I may have jumped the gun Wednesday by claiming Senator Kirsten Gillibrand was attempting to gut the proposed bill to ban insider trading by members of Congress.
The language in the version of the bill the New York Democrat proposed would have definitely made the law highly ineffective. It would actually greenlighted insider trading by Senators and House members, so long as they didn't bring in a co-conspirator.
But Gillibrand's people tell me this is not the intent at all. A spokesman for Gillibrand told me they added language to the bill that was meant to make it a violation for a lawmaker to tip off others about pending legislation. The language was intended to make the restrictions on insider trading based on non-public political information tighter, the person said. The language in the bill itself was simply a technical error that didn't reflect the intent of Gillibrand.
Certainly Gillibrand's comments at today's hearings support this view.
“Others may say this bill will be too weak.
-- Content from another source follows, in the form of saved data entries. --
PR #1930, opened 2021-01-06
Network ReqResp modularization

dapplion:
Refactors network reqResp code with the general goals of modularization and better maintainability. The overall logic is not changed with a few exceptions outlined below.

- Do not rely on events to handle reqResp responses. Instead, the Sync registers a `ReqRespHandler` to network's ReqResp instance
  - Allows keeping only the app-level logic in Sync: given a request, yield a response.
  - Error handling is done exclusively in network's ReqResp, any error on any method will return error to the requester and close the stream
```ts
type ReqRespHandler = (
  method: Method, 
  requestBody: RequestBody,
  peerId: PeerId
) => AsyncIterable<ResponseBody>
```
- De-deduplicate ssz-snappy codec logic. Allows to be recycled in requestEncode and responseEncode
  - Current organization allows to easily add another encoding strategy with minimal logic duplication
  - Use `LodestarError` style with rich documented errors
- Abstract response timeout handling in separate function `responseTimeoutsHandler` 
  - RESP_TIMEOUT waits for an entire response_chunk as indicated by the spec, instead of just a raw bytes chunk from libp2p
- Only log in the main response or request handler, other functions either return or throw
  - Reduces the modules that need to be passed around and simplifies flow control
- Document non-obvious code decisions and general function purpose with content from the p2p spec
- For ssz list requests, limits the number of responses collected to the requested amount. Prevents a malicious node from sending us infinite blocks and DOS us.

This branch is currently syncing Pyrmont in `lodestar-cloud-02` with a stable peer count. I has also synced Pyrmont on my local machine without issues.

Happy to jump on a call if more context is needed by a reviewer.


wemeetagain (approved):
Great PR! I think this is long-overdue refactor of the req/resp code.

I checked this out and saw a lot of positive things:
- significantly more comprehensive comments
- encoding/decoding logic pulled into pure functions (rather than embedded in fns that return async generators)
- more correct handling of req/resp timeout and response length limits
- fully defined request/resp error codes/types
- simplified/linearized req/resp flows

Things like the types can be pushed upstream (eg: it-pipe and libp2p) in the future.

PR #1934, opened 2021-01-11
Process chain segment

### LINKED ISSUE #1772: Add block range API to chain

twoeths:
resolves #1772 

+ new api `chain.processChainSegment()` to process a linear chain until completed
+ Regular Sync to use `chain.processChainSegment()`, removed its own processor
+ Tested with Pyrmont: synced to head 2 times
```
2021-01-11 16:09:24 [SYNC]             info: Regular Sync: processed up to current slot slot=387946
2021-01-11 16:09:33 [SYNC]             info: Regular Sync: wait for best peer
2021-01-11 16:09:33 [SYNC]             info: Regular Sync: fetcher returns empty array, finish sync now
```


packages/lodestar/src/chain/blocks/process.ts
```diff
@@ -3,42 +3,46 @@ import {IForkChoice} from "@chainsafe/lodestar-fork-choice";
...
   emitter: ChainEventEmitter;
   db: IBeaconDb;
-  job: IBlockJob;
+  jobs: IBlockJob[];
 }): Promise<void> {
+  let preStateContext: ITreeStateContext;
   try {
-    const preStateContext = await regen.getPreState(job.signedBlock.message);
-    await runStateTransition(emitter, forkChoice, db, preStateContext, job);
+    preStateContext = await regen.getPreState(jobs[0].signedBlock.message);
```
dapplion, line 26: An alternative more succinct syntax would be
```ts
const x = await getX().catch(e => {
  throw WrapperError(e)
})
```

packages/lodestar/src/chain/blocks/process.ts
```diff
@@ -3,42 +3,46 @@ import {IForkChoice} from "@chainsafe/lodestar-fork-choice";
...
   } catch (e) {
-    if (e instanceof RegenError) {
+    throw new BlockError({
+      code: BlockErrorCode.PRESTATE_MISSING,
+      job: jobs[0],
+    });
+  }
+  for (const job of jobs) {
```
dapplion, line 34: Suggestion to use whitespace before this for block

dapplion (dismissed):

packages/lodestar/src/chain/interface.ts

Let me be clear — our mission is to pass a strong bill with teeth that will make any and all insider trading clearly illegal and a violation of Congressional rules for all members of Congress, their families and their staff. As we move forward, there will be technical changes in the language to improve the bill and ensure the final product meets this goal. Anything less is unacceptable," she said.
My post yesterday was based on reading the bill rather than conversations with Gillibrand's staff. In fairness to them, I should have called to check if the language reflected their intent. They now say it definitely did not.